First of all, let me just say: holy deliciousness.
This is a perfect food for today in nyc: it's cold and rainy and dark in a way that is made better only by rainboots and a warm, luscious, layered meal with a hunk of bread. Oh, and tea. Ok, fine, also wine.
Sautee a med onion (chopped pretty small) in about 1 T olive oil add a couple of cloves of garlic minced and then about 3/4 lb. of ground meat (lamb or beef--preferably organic). Add one 28 oz can of plum tomatoes (drain and reserve 3/4 C. juice, chop tomatoes). Add 1/4 t. cinnamon and same of allspice if you have it (i did not). S/P to taste. simmer until thickened slightly, apx. 20 min. (i added a bit of wine).
Slice an eggplant (apx. 2 lbs.) into 1/3" slices. Line up on the counter and salt generously. cover in paper towels and layer some pots and pans on them to squeeze out the moisture. Eggplants have too much water. When you squeeze it out you make the eggplant less mushy and bland and more delish. let them sit for 10 min or so then wipe off with a damp cloth.
You are suppose to brush with olive oil and broil on both sides. My broiler, it turns out, was being used as a playground for my mice friends. gross. I mean really. So gross. So no broiler. I roasted at 500* for apx 5 min on each side on an oiled baking sheet.
now. oil a pan or two. i did two so that i can freeze one. layer eggplant on the bottom, spoon on the meat sauce, add another layer of eggplant. Set aside. Heat oven to 400*.

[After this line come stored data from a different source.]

PR #306, opened 2019-02-08
support patch numbers in version

Jamiras:
Allows for tagging a release with a patch version: i.e. "0.75.1"

Previously the patch field was used to indicate the number of commits since the previous tag. Now that data is in the revision field (fourth field). The revision field was previously used to indicate the presence of non-committed changes. This change includes that as part of the revision, so "0.75.1.12" would indicate either 12 commits since "0.75.1" or 11 commits since "0.75.1" and local changes.


Jamiras:
I'm going to merge this early, I want to try to get the performance improvements available before the weekend rush.

PR #307, opened 2019-02-13
only update list view subitems that change

Jamiras:
Reported by @kdecks: 
>While an achievement is active and the window is open various conditions flicker white without pattern 2-3 times per second.
> About performance, the game is where the performance struggles. There is noticeable slowdown even with 15 conditions, and it increases from there.

Something between 0.74 and 0.75 significantly increased the time spent updating the achievement editor listview when the selected achievement was active. The editor was blindly repainting the listview for every frame in case the achievement's hitcounts changed.

In 0.74, the average time to repaint the listview (on my machine, release build) with 40 conditions was 10.8ms. In 0.75, it's 23.7ms (119% slower). 

Assuming an emulator runs at 60fps, that only gives us 16ms per frame to do whatever needs to be done for each frame, and that includes everything the emulator is doing for that frame as well. As we start to exceed that threshhold, we actually slow down the emulator.

I couldn't narrow down exactly which change introduced the overhead - I think it was a combination of several: spectre mitigation, don't use std library functions that aren't bounds checked, and replacing sprintf(buffer) with StringPrintf are the top contenders.

With these changes, it only takes 0.4ms to update the listview (96% faster than 0.74). The basic principal is we already keep a copy of the stringified data in memory, so we can tell when the string changes, and the UI should only be notified to repaint when that occurs.

### DIFF
--- a/src/RA_Dlg_AchEditor.cpp
+++ b/src/RA_Dlg_AchEditor.cpp
@@ -185,7 +185,7 @@ void Dlg_AchievementEditor::SetCell(HWND hList, LV_ITEM& lvItem, int nRow, CondS
     }
 }
 
-void Dlg_AchievementEditor::SetCell(HWND hList, LV_ITEM& lvItem, int nRow, CondSubItems nColumn, const std::string&& sNewValue)
+void Dlg_AchievementEditor::SetCell(HWND hList, LV_ITEM& lvItem, int nRow, CondSubItems nColumn, std::string&& sNewValue)
 {
     std::string& sCell = LbxDataAt(nRow, nColumn);
     if (sCell != sNewValue)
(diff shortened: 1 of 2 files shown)


rzumer:
Seems good, I suspect a lot of the extra safety checks added recently have a significant performance cost. Would it be possible to do the same for the memory viewer in a future PR? I'm not sure how similar the refresh process is, or what the performance impact is for having it open, but it also flickers a lot for me during updates.

src/RA_Dlg_AchEditor.cpp
```diff
@@ -156,6 +173,30 @@ const int Dlg_AchievementEditor::AddCondition(HWND hList, const Condition& Cond,
...
+    if (sCell != sNewValue)
+    {
+        sCell.assign(sNewValue);
+        lvItem.iSubItem = ra::etoi(nColumn);
+        lvItem.pszText = sCell.data();
+        ListView_SetItem(hList, &lvItem);
+    }
+}
+
+void Dlg_AchievementEditor::SetCell(HWND hList, LV_ITEM& lvItem, int nRow, CondSubItems nColumn, const std::string&& sNewValue)
```
SyrianBallaS: `sNewValue` shouldn't be `const` here.
Also in the declaration.

PR #311, opened 2019-02-16
Create ConsoleContext for console-specific logic

Jamiras:
Starting with memory regions.

Also eliminates `g_ConsoleID`

### DIFF
--- a/src/Exports.cpp
+++ b/src/Exports.cpp
@@ -21,6 +21,10 @@
 #include "ui\viewmodels\MessageBoxViewModel.hh"
 #include "ui\viewmodels\OverlayManager.hh"
 
+#ifndef RA_UTEST
+#include "RA_Dlg_Memory.h"
+#endif
+
 API const char* CCONV _RA_IntegrationVersion() { return RA_INTEGRATION_VERSION; }
 
 API const char* CCONV _RA_HostName()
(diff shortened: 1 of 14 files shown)


rzumer:
That's a lot of boilerplate to define every context. It would be nice to use macros and/or templates to reduce that considering a lot of it is the same.

rzumer:
Going back to my previous comment, is there a reason why we can't just fill the memory regions parameter in a struct for each platform instead of creating a concrete class with empty constructor and accessor functions?

Jamiras:
1) encapsulation - all data related to a single console is in one class instead of spread out over multiple switch statements. Functions that apply to that data are also in the class so you don't have to remember where they are (i.e. `GetMemoryRegion(address)`).
2) subclassing - default behavior (such as not defining a memory map) is handled by the base class without having to explicitly provide the default value. Additionally, similar consoles can be handled through subclass-chains. It wouldn't be unexpected to have `GameBoyColorContext` inherit from `GameBoyContext` since it's basically just an upgraded version of the same hardware.

It may seem like redundant code now, but it simplifies expansion. You can quickly see what behaviors can be modified by looking at the virtual functions in the header file and determine which apply to the new system. 

Right now, the base class only provides a few getters and one method (`GetMemoryRegion(address)`).

At some point, I'd like to add "real address mapping". A method would be called on the `EmulatorContext` with the RA address and it would return the actual memory address (and vice-versa). The base class would just return the input, but the other classes could do whatever logic is appropriate for their systems. A similar function could also provided to normalize mirrored addresses. 

Another idea would be to put the hashing code in the DLL. The base class would hash the whole file, and subclasses could handle special cases. 

The inverse is something along the lines of `EmulatorContext` where a switch statement initializes all the fields of the class. The downside of this approach is things are initialized even if they're not needed, and it's a lot harder to provide unique code implementations per case - you either have to use function pointers or introduce more independent switch statements.

The emulator implementation code is mostly in the emulator, so `EmulatorContext` is implemented using function pointers, and it makes sense to implement it solely as a container of variables. `ConsoleContext` is internalized and shared between emulators, so anything console-specific will be implemented internally, and there's a much higher chance of having unique implementations per instance. As such, it feels better suited to a subclassing model where the function pointers are managed by the vtable.

I'm not going to argue that one way is better than the other, as I clearly use both. I would argue that either solution is better than having switch statements in each location where case-specific logic is required.

PR #320, opened 2019-02-23
move emulator callbacks into EmulatorContext

Jamiras:
* deprecates `fpIsActive` callback. All previous calls to `fpIsActive` now check `GameId != 0`
* `fpLoadROM` is associated to the game library dialog, which is currently disabled, but not removed.
* other "shared" functions are loaded into and called through the `EmulatorContext` class.

### DIFF
--- a/src/Exports.cpp
+++ b/src/Exports.cpp
@@ -27,6 +27,7 @@
 #ifndef RA_UTEST
 #include "RA_Dlg_Achievement.h"
 #include "RA_Dlg_AchEditor.h"
+#include "RA_Dlg_GameLibrary.h"
 #include "RA_Dlg_Memory.h"
 #endif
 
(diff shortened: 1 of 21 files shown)


rzumer:
I didn't realize the implication of this change when it was posted, but it adds an additional dependency on the emulator side, which I don't like. I think only headers should be needed when compiling an emulator, but now even with the full interface (header and source files) included with emulator sources I get compilation errors. I would rather revert this to avoid having to add extra files from RAI as project dependencies.

Jamiras:
The intent was solely to move the function pointers from global pointers to class members. The global pointers just happened to be in `RA_Interface.cpp`. Those pointers point to the methods _you_ registered when you called `RA_InitSharedFunctions`. If you are attempting to call them through the global pointer, I recommend just calling the function that you registered.

`RA_Shutdown` was not touched. Why do you always have to create such vague issue reports? How hard is it to copy/paste the actual error you're getting?

Jamiras:
Ah, changes in #335 make sense. As I mentioned, the global pointers were eliminated. Find All References must not have found those because of the `#ifndef RA_EXPORTS`.

PR #321, opened 2019-02-23
don't clear mem viewer when game unloaded (fixes #302)

### LINKED ISSUE #302: Enable/Disable clearing Memory Viewer when game unloaded
The new RAIntegration have a lot of cool new features, ones that I would love to give it a try, thanks Jamiras and Syrian 😁

When I was reading the new features I saw this "bug":
• clear out memory viewer when game is unloaded

I propose this option to be a toggle if the user want it activated or not, or maybe to be like before, why?

Before the update I ever thought wasn't a bug, was very useful to be honest I thought it was a feature lol

There's is times when I'm searching a value in memory and the emulator crash and I lost all the progress I have in the memory viewer (and memory bookmarker), this is a very normal situation to be honest, especially when I'm searching a variable by freezing other ones in the memory bookmarker and the emulator can handle it and crash

I would like to propose too, if a "feature" like this can be implemented in the memory bookmarker too?

Will be very useful and I will no longer need saving a .txt of the bookmark list every 5segs if the emu crash 😅

Grettings ✌️

Jamiras:
I've changed the behavior of the memory viewer when a game is unloaded. Instead of clearing out the memory (resetting to the initial state when the emulator is started), it now just disables the Notes section. All of the notes/bookmarks/search results from the last loaded game will remain until a new game is loaded. They will also remain if the same game is reloaded.

However, reading/writing the memory is dependent on the emulator, and some of the emulators free the memory associated to the game when the game is unloaded. Attempting to read or write this memory while a game is not loaded _will crash the emulator_. Use at your own risk!

### DIFF
--- a/src/RA_Dlg_MemBookmark.cpp
+++ b/src/RA_Dlg_MemBookmark.cpp
@@ -674,8 +674,7 @@ unsigned int Dlg_MemBookmark::GetMemory(unsigned int nAddr, int type)
 
 void Dlg_MemBookmark::ExportJSON()
 {
-    const auto& pGameContext = ra::services::ServiceLocator::Get<ra::data::GameContext>();
-    if (pGameContext.GameId() == 0)
+    if (m_nGameId == 0)
     {
         ra::ui::viewmodels::MessageBoxViewModel::ShowErrorMessage(L"ROM not loaded: please load a ROM first!");
         return;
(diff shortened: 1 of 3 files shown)


rzumer:
Thank you.

Which emulators free allocated RAM? I know that Oricutron has variable-sized RAM and reallocates it when changing machines, but other than that all emulators I have seen allocate the maximum possible amount of memory and leave any unused RAM uninitialized.

Jamiras:
At a minimum, RANes does. If you try to do a search after the game is unloaded, it crashes. The other emulators where I could figure out how to unload the game seem to survive through that specific test, but it doesn't guarantee that the memory contents are still valid, only that's the memory block is still accessible to the program.

rzumer:
I don't mind making necessary changes like adding bounds checking to the memory reader, but after a cursory search I could not find where it is set up in those older emulators. I wanted to look into memory mapping in RAVBA as well but the interface implementations for both seem incomplete or broken up into multiple parts.

PR #328, opened 2019-03-03
Show memory region watermark in search results if no code note exists

Jamiras:
[Old implementation](http://docs.retroachievements.org/Memory-Inspector-Overview/#4-results-window):
image
* Notes were wrapped in parenthesis
* Entries without notes were just left blank
----------
New implementation (in RANes):
image
* Entries without notes have watermarks identifying how the address is used ([if defined in toolkit](https://github.com/RetroAchievements/RAIntegration/blob/master/src/data/ConsoleContext.cpp#L272)).
* If highest known address is less than 0x010000, only four digits are displayed in the address field.

Another example, showing highlights for existing notes (blue) and bookmarked items (green):
image
* Notes are no longer wrapped in parenthesis

Example from RASnes9x showing data that no longer matches the filter (red):
image


kdecks:
This is really cool

Issue #230, opened 2019-01-02
Linking does not work for games that contain non-ASCII characters


rzumer:
I used a regular apostrophe, because the website currently duplicates typewrite apostrophes in game titles. On linking, the title is garbled (as expected). What is unexpected is that when trying to link, a second entry is created with different garbled text, presumably creating a new entry for the game based on the incorrectly-decoded name of the first one.
![example](https://user-images.githubusercontent.com/7488362/50599508-4d78b280-0e7c-11e9-9446-ace79a4d38aa.png)

Jamiras:
Which version of the toolkit were you using? The 0.74 (official release) is known to not be escaping URL parameters correctly. 

Using the test string 
```Tést ' / © ½ Test```
I get this URL parameter in 0.74:
```i=Tést+'+/+©+½+Test```
In current master, I get this:
```i=T%E9st+%27+%2F+%A9+%BD+Test```

Note that %E9, %A9, and %BD are Latin-1 sequences and should be sent to the server as UTF-8 sequences, so even properly escaped, I wouldn't expect them to behave perfectly. Unicode support is currently known to be very buggy and minimally supported.

But that doesn't explain why "/" would be getting converted to "_" - that must be happening on the server. Same with the apostrophe getting converted into a double apostrophe.

As for the unicode characters - the dropdown is populated using single-byte Windows APIs. Similarly, the text box is read using single-byte APIs. I wouldn't expect either to support Unicode characters at this time. I am unable to paste Japanese into the test field (it gets converts to ???? on paste). If you're getting them in there some other way, I'm not surprised the code trying to read it out is confused.

rzumer:
I'm quite sure I was using a recent master version compiled this week. Reproduction should be straightforward, but it is possible that it's a back-end issue. I'm just surprised that linking relies on any component being able to decode a string correctly.

Jamiras:
The API inputs are console ID, game title, and MD5. The response is the game ID. The association to an existing game ID is purely reliant on the title matching: https://github.com/RetroAchievements/RAWeb/blob/1881a9be7aaa2df503f35282fd8e0c3364998b80/lib/database/game.php#L1097

Jamiras:
And you can see the replacing of "/" with "-" here: https://github.com/RetroAchievements/RAWeb/blob/1881a9be7aaa2df503f35282fd8e0c3364998b80/lib/database/game.php#L1102

rzumer:
[...]

Issue #140, opened 2018-10-16
show ConsoleName in "Unknown Title" dialog box


meleu:
As a RALibretro (multi-emulator) user I would like to know in what console library I'm about to add a game title when this dialog appears:
![image](https://camo.githubusercontent.com/be4a9d2919e4ac631ad78c6bb125eed24218c3c0/68747470733a2f2f692e696d6775722e636f6d2f7a4a4f6d6c58432e706e67)

Suggestion: put in the window title something like this: `Unknown Title for ConsoleName`.

salvadorc17:
This is not Integration issue, or just Ralibretro dont send console name to integration, when creating a rom link with RA_Onloadnewrom function

meleu:
:gitgud:

Jamiras:
>This is not Integration issue, or just Ralibretro dont send console name to integration, when creating a rom link with RA_Onloadnewrom function

I'm not sure what you mean by this. `RA_OnLoadNewRom` only takes the ROM pointer and size. `RA_SetConsoleID` is used to indicate which console is running, but that doesn't currently have any effect on this particular dialog. Nor does anything in the dialog look at the current console (or current client). 

I do believe this is an integration issue.

SyrianBallaS:
I can volunteer to do this. I tried it just for RANes and it shows "NES" instead of "Unknown Title". It's pretty simple I'll just do the same thing for all the ConsoleIDs.

Jamiras:
When that gets converted to a viewmodel, the title will be the emulator name. I was planning to change "Unrecognized Title" to "Unrecognized Title: NES" or something along those lines. 

If you're ready to start working on features, I should probably formalize and share my roadmap. I'll try to get something put together this weekend.

If you want something to start looking at now, you could try to convert the RequestGamesList and SubmitNewTitle APIs, which are used by this dialog.

SyrianBallaS:
There's a few rule sets I want to apply before working on large scale things so the analysis can be more of a maintenance thing. Having a roadmap would help though.

PR #334, opened 2019-03-14
Update Unknown Game dialog

Jamiras:
Old dialog: 

image

New dialog:

image

List of changes:
* Emulator provided name for the game is displayed at all times. Previously, it was initially displayed in the text box, but that could be changed by typing or selecting an item from the dropdown.
* Associated system is displayed (addresses #140)
* Checksum is moved up to the game details section, and a button is added to copy the checksum to the clipboard.
* Test button added - non-functional at this point. Plan is to allow loading achievements for an existing game without actually linking the hash to allow for compatibility testing. More details on that functionality will be in the related PR.
* Submit button changed to "Link" and moved to the left side of the dialog. Link button now prompts the user to confirm that they meant to associate the checksum to an existing entry or create a new entry.
image
image

Additionally, when associating the hash to an existing game, the game ID is now passed to the server as the 'g' parameter. This will allow the server to make the correct association when certain characters are present in the title (see #230) (requires server changes).

### DIFF
--- a/src/RA_Core.cpp
+++ b/src/RA_Core.cpp
@@ -267,8 +267,10 @@ static unsigned int IdentifyRom(const BYTE* pROM, unsigned int nROMSize, std::st
 
                     ra::ui::viewmodels::UnknownGameViewModel vmUnknownGame;
                     vmUnknownGame.InitializeGameTitles();
+                    vmUnknownGame.SetSystemName(ra::services::ServiceLocator::Get<ra::data::ConsoleContext>().Name());
                     vmUnknownGame.SetChecksum(ra::Widen(sCurrentROMMD5));
-                    vmUnknownGame.SetNewGameName(ra::Widen(sEstimatedGameTitle));
+                    vmUnknownGame.SetEstimatedGameName(ra::Widen(sEstimatedGameTitle));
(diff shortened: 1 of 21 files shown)


meleu:
Hey @Jamiras , could you please open an issue on RAWeb's issue tracker listing the changes you have been doing in RAIntegration that need server changes. And then we can use the same thread to add new ones that may come.

I remember you added an argument with the md5 hash for `awardachievement` and now this `g` for `submitgametitle`... As I'm seeing RAIntegration evolving faster than RAWeb, I'm afraid we can lose track of all needed changes for RAWeb.

Jamiras:
You handled the MD5 one for me. I was planning to create one for this after it was merged. I think individual issues is better than one monster one as they can be resolved separately.

meleu:
> You handled the MD5 one for me.

wut me?!

IIRC in some of your PRs you added a `m` with the ROM's md5 when the emu sends an `awardachievement` to the server (so we can create statistics about compatibility, etc.). It demands not only change on the PHP code but also in the database design. I don't remember doing any of those (it's always itching in my mind, though).

Maybe you are mistakenly remembering what we did in relation to emulators (console ID x emulator ID), no?

Jamiras:
https://github.com/RetroAchievements/RAWeb/issues/96#issuecomment-455389527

You can follow N's recipe for bechamel. Mine is only slightly different:
Make a roux with 2.5T. butter (melt in pan) add 3.5T. flour + whisk for 3 min. Add 1.5 C. whole milk whisking constantly. Allow to boil and then reduce heat whisking constantly for apx 3min or until slightly thickened. add 1/4 lb (4 oz) crumbled feta and keep whisking. Add s/p. turn off heat and let sit for 5 min. Start whisking again while adding 1 egg + 1 yolk (beaten well) in a slow stream. Whisk until well combined. The egg gives the bechamel a little lift when it bakes. It makes it otherworldly.
Spoon sauce over layers and then top with a couple T.'s of parm.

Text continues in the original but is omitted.